BEGIN

PR #52, opened 2024-11-23
Clean up multiscales

dstansby:
Some work towards https://github.com/BioImageTools/ome-zarr-models-py/issues/33.

I've tried to clean this up so that `multiscales.py` just contains the multiscales data model. Even if that part of the spec contains some validations we need zarr arrays for, for clarity I think it's best to do these elsewhere. I then relaised that my `Image` class was intended to be the same as @d-v-b's `MultiscaleGroup` group, so I deleted `Image` and renamed `MultiscaleGroup` to image. I think this makes sense, but I'm a bit unsure so folks should definitely feel free to disagree/suggest alternatives.

There's a few minor additions of types where they're used > once too.


d-v-b:
+1 for the renaming, `MultiscaleGroup` doesn't exactly roll of the tongue like `Image`

d-v-b (approved):
looks good!

PR #59, opened 2024-11-27
Update tutorial to demonstrate image reading

dstansby:
This:

- Adds a bit of sample data we can use with the tutorial (and perhaps tests later?)
- Demonstrates how to read this data in the tutorial, and shows a plot
- Modifies Image a bit to hide away pydantic_zarr from the public API. Instead of sub-classing this just uses GroupSpec to do validation and then store the attributes, but these are provided to the user in the form of custom properties.

I'm not 100% sure this is the best way to go in terms of what our "top level" object is and looks like, but I'm wary about sub-classing from another library as we'll lose the flexibility of doing what we want. Very open to other suggestions/ideas though, ideally with modifications to the tutorial to show how they would work as public API.


docs/tutorial.py
```diff
@@ -50,8 +57,12 @@
 # Although these models do not handle reading or writing data, they do expose the zarr
 # arrays.
 
-zarr_arr = ome_zarr_image.group[multiscales_meta[0].datasets[0].path]
-pprint(zarr_arr)
+print(ome_zarr_image.arrays)
+full_res_path = ome_zarr_image.multiscales[0].datasets[0].path
+zarr_arr = ome_zarr_image.arrays[full_res_path]
```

END

What is expected
Your task is to copy each line of the entries that includes the word "datasets".

Completed task
-zarr_arr = ome_zarr_image.group[multiscales_meta[0].datasets[0].path]
+full_res_path = ome_zarr_image.multiscales[0].datasets[0].path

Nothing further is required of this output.